## QOTD: total unimodularity

### May 8, 2012

I started reading Matousek’s discrete geometry book. Specifically, chapter 12 on applications of high-dimensional polytopes. Mostly because he apparently draws a connection between graphs and the Brunn-Minkowski theory, and I’m interested to see exactly what that connection is and if it has any interesting implications.

I just finished the proof of the weak perfect graph conjecture (it’s been a while since I read a nontrivial pure math proof, so I haven’t actually *digested* it entirely). Now I’m on the exercises for that portion. So, here’s an interesting question involving the concept of total unimodularity, which is apparently one of those foundational concepts in an area called polyhedral combinatorics.

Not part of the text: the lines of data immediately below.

PR #3844, opened 2022-12-13
[Feature] Admin task to delete challenge evaluation cluster created (Part 1)

matthew-so:
This commit adds a new Django admin task to specifically delete a challenge's evaluation clusters without deleting its roles, subnets, etc...

### DIFF
--- a/apps/challenges/admin.py
+++ b/apps/challenges/admin.py
@@ -11,6 +11,7 @@ from .aws_utils import (
     scale_workers,
     start_workers,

A matrix \(\mat{A}\) is called totally unimodular if every square submatrix of \(\mat{A}\) has determinant 0 or \(\pm 1.\) The question is to show that every nonsingular totally unimodular \(n \times n\) matrix maps the lattice \(\mathbb{Z}^n\) bijectively onto itself.

**Update (solution)**

It’s easy peasy. Clearly each entry of \(\mat{A}\) is in \(\{-1,0,1\}\), so \(\mat{A}\) maps \(\mathbb{Z}^n\) into itself. The fact that the mapping is bijective follows easily from Cramer’s rule, the fact that \(|\mathrm{det}(\mat{A})| = 1,\) and the fact that all the minors of \(\mat{A}\) are integral.